The young Henry was baptised at Holyrood Church, Southampton. Later, he attended Southampton Grammar School (now King Edward VI School, Southampton). As a youth, probably as a reaction against his strict upbringing, he adopted a libertine lifestyle. This left him with venereal disease which gave him problems during the rest of his life. His marriage to Celia Anne Crowcher (1779-1848) on 24 November 1798 at St Mary's Church, Portsea was a failure and was annulled in 1802. He disputed the paternity of their only daughter, Sarah Anne, and never publicly acknowledged her.

==Later life and death==
In 1821 he inherited a townhouse and a considerable fortune on his mother's death. He led a reclusive life and, in 1825, left Southampton never to return, spending his time between Calais in France and Newington, Surrey, near London.
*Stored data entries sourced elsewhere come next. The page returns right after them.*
PR #618, opened 2026-09-04
fix(windows): relaunch router via minute heartbeat trigger (#581)

### LINKED ISSUE #581: Windows: router never comes back after power event / unlogged exit (LogonTrigger task + RestartOnFailure did not relaunch)

duolahypercho:
## Why

Task Scheduler `RestartOnFailure` only covers actions that fail to *start*. After a silent process exit or power event, the LogonTrigger task stays Ready forever and the router never comes back.

## Scope

Register a repeating minute heartbeat trigger with `MultipleInstances IgnoreNew` and `StartWhenAvailable` so a dead instance is relaunched without stacking duplicates while one is still running.

## Blast Radius

Windows service task XML only. macOS/Linux LaunchAgent/systemd unchanged.

## Verification

- `node --test test/service-render.test.mjs` (focused assertions for the heartbeat trigger)

Fixes #581

### DIFF
--- a/src/service-windows.mjs
+++ b/src/service-windows.mjs
@@ -103,11 +103,13 @@ function wrapper() {
 // window style of 0. Without it the wrapper owned a console window that stayed
 // on screen for the router's lifetime and reappeared on every watchdog restart.
 //
-// The `True` wait flag is what keeps Task Scheduler's restart settings alive:
-// Run then blocks until the wrapper exits and returns its exit code, which the
-// script re-raises through WScript.Quit. Quitting with a fixed 0 (or letting the
-// script fall off the end) would report every crash as a clean exit and silently
-// disable RestartCount/RestartInterval.
+// The `True` wait flag keeps the task instance alive for the router's lifetime
+// so Task Scheduler state and `schtasks /End` track the real process tree.
+// Propagating the wrapper exit code still matters for diagnostics
+// (`LastTaskResult`), but it does not drive relaunch: Task Scheduler's
+// RestartOnFailure only covers actions that fail to start, not a non-zero
+// exit after a successful start (issue #581). Relaunch after exit or a power
+// event comes from the minute heartbeat trigger in installTask().
 function launcher() {
   // A Windows path cannot contain a double quote, but escape it anyway so a
   // hand-edited state directory can never break out of the string literal.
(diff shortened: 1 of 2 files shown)


PracticalSwan:
Follow-up from live Windows validation: the heartbeat added here correctly self-heals a dead router, but it also restarts the service after an intentional `service stop` because the scheduled task remains enabled. I reproduced the router returning stopped/health down, then relaunching on the next minute heartbeat. PR #630 fixes that by disabling the scheduled task before explicit stop and re-enabling it on start/restart, while leaving heartbeat recovery unchanged for an intentionally enabled service. Live verification crossed a full heartbeat boundary and confirmed the stopped task remained Disabled with no router process until explicit start.

PR #621, opened 2026-09-05
fix: refresh native catalog without rewriting config when safe

PracticalSwan:
## Summary

Make `refresh-catalog` avoid rewriting `~/.codex/config.toml` when the signed-in Codex account cache is already a valid native-only source.

## Problem

`refresh-catalog` currently always disables the routed transport before recapturing native models. On Windows that first config mutation can fail with `EPERM` if another local process has `config.toml` open without delete sharing, even though `catalog.mjs --refresh-native` can safely refresh from Codex's separate native `models_cache.json`.

I reproduced this after updating Codex Desktop to 26.901.5003.0 / `codex-cli 0.153.3`: the wrapper failed on the atomic `config.toml` rename, while the catalog-only refresh succeeded from a native-only account cache and cleared the stale-catalog warning without changing routing.

## Fix

- Add a fail-closed preflight that permits in-place refresh only when `models_cache.json` is valid and contains no checked-in routed slugs, or when discovery is disabled and capture is bundled-only.
- In ordinary signed-in routed mode, use that safe in-place catalog refresh without touching `config.toml`.
- Preserve the existing disable/restore transaction when the cache is missing, invalid, or contaminated.
- Preserve the existing journaled transport flow for login-free mode even when the preflight would otherwise pass.

## Verification

- `node --test test/catalog.test.mjs test/refresh-catalog.test.mjs` — 75/75 passed
- `npm run check` — passed
- `git diff --check` — passed

No login-free safety behavior or credential handling is weakened.

### DIFF
--- a/src/catalog.mjs
+++ b/src/catalog.mjs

In 1842, he made a will leaving most of his estate to the city of Southampton. He wished his house to become a museum designed to promote the study of natural history, astronomy, antiquities, classics, and oriental literature. In 1850, he died in Calais, France, and was buried in the Dissenters' burial ground, Bunhill Fields, in London.

==Legacy==
Death duties swallowed one half of Hartley's £100,000 estate. His daughter challenged his will and took a portion of the residual value. Using the remaining funds, the City of Southampton founded the Hartley Institute (1862) by combining a museum, library and venue for public lectures. This Institute became, in turn, Hartley College (1896), Hartley University College (1902), University College of Southampton (1914), and eventually the University of Southampton (1952). Hartley's house was demolished.